İsteksiz Matematikçi Darwin
Darwin, birçok yeteneği olmasına rağmen matematiğe ilgisiz biriydi. Hatta matematikten nefret ederdi. En basit matematiksel kuralları anlamadığını ve bunların bir faydası olmadığını düşünüyordu. Ancak, tarihin bir cilvesi ile matematiğe katkıda bulunmuş oldu!
Bir dağ çiçeği üzerinde çalışırken bunların bir kısmını başka benzer ama farklı çiçeklerle, bir kısmını ise kendi cinsinden çiçeklerle tohumladı. Aynı cinsten bitkilerin tohumlanmasının (döllenmesinin) iyi olmayacağını biliyordu. Ancak farklı cinslerin çiçekleri onun beklediğinden çok daha gür ve iriydiler! Üstelik bu farklılık bir tek nesilde ortaya çıkmıştı. Bunun bir rasgele gelişme olup olmadığını anlamak istiyordu. Yedi farklı cins çiçek üzerinde deneylerine devam etti ve her seferinde çok gür ve iri bitkiler elde etti. Bu sonuçların rasgele olup olmadığını matematiksel (istatiksel) olarak doğrulamak için analiz gerekiyordu. Böylece nefret ettiği matematiğe ihtiyacı oldu!
Bir kuzeninden yardım istedi: Francis Galton. Bir istatistikçi olan Galton, standart sapma kavramını bulan kişiydi. Ancak Galton ona pek yardımcı olamadı. Standart sapmayı hesapladılar ama Galton bunları yorumlayamadı. Galton, sadece az sayıda deney yaptığını ve belki 50 kadar deney yapıp sonuçlarına bakması gerektiğini Darwin’e söyledi.
Darwin’in problemini “bira” kısmen çözdü! The Guinnes bira şirketi ürettikleri biranın kalitesini ucuz bir şekilde monitör etmek için bir Oxford mezunu genç bir matematikçi William Gosset’e bir görev verdi. Gosset rasgele olaylarla sürekli olayları ayıran bir metot buldu ve bu metot bu gün bile kullanılmaktadır. Guinnes firması Gosset’in metodunu yayınlamasına izin vermedikleri için o da “Student” ismi adı altında yayınladı; bu metot bu yüzden Student’s Test adı altında bilinmekte!
Ancak Gosset’in testi Darwin’e pek yardımcı olmadı. Metodu uygulayınca, gür çiçeklerin rasgele oluşma ihtimali yüzde 5 çıktı; bu sonuç yeteri kadar itimat vermiyor. Ancak Gosset’in analiz metodu deney sonuçlarını tekdüze bir şekilde dikkate alıyordu.

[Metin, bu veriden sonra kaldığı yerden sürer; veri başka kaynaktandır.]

PR #212, opened 2022-01-03
Run fixes and tweaks

nickjalbert:
A few small fixes found during my review of https://github.com/nickjalbert/agentos/pull/8

Highlights:

* Change `Repo.to_spec()` to be a two-level dict of form `{repo_name: {...repo_info...}}` instead of one-level dict of form `{name: repo_name, ...}`.  This harmonizes it with `Component.to_spec()`.  I think this was what `Registry` was expecting because otherwise the `Registry.add_repo_spec()` implementation would probably break in a surprising way if we had multiple repos.
* Port `agentos status` command to the new registry implementation
  * TODO: add some tests for this command
* Update the Run tracking code that previously froze the component spec to now freeze the registry which includes the root component
* Handle a new way for the porcelain-git interface logic to fail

10 yıl kadar sonra başka bir istatistikçi Ronald Fisher, Darwin’in deneylerini çok dikkatli yaptığını ve çiçekleri ikili bir şekilde eşleyerek sonuçları elde ettiğini fark etti. Fisher kendi analiz metodunu bu eşlemeleri de dikkate alarak uygulayınca gür çiçeklerin rasgele oluşma ihtimalini yüzde 0,01 olarak elde etti. Bu da rasgele olmadıklarının yeteri kadar inandırıcı bir ispatı tabii.
Darwin, ikili eşleme metoduyla farkında olmadan istatistiğe çok önemli bir katkıda bulunmuş oldu! Darwin’in ikili eşleme metodu, bu gün istatistik bilimi içinde Experimental Design dediğimiz geniş ve önemli bir alanın doğmasına neden oldu.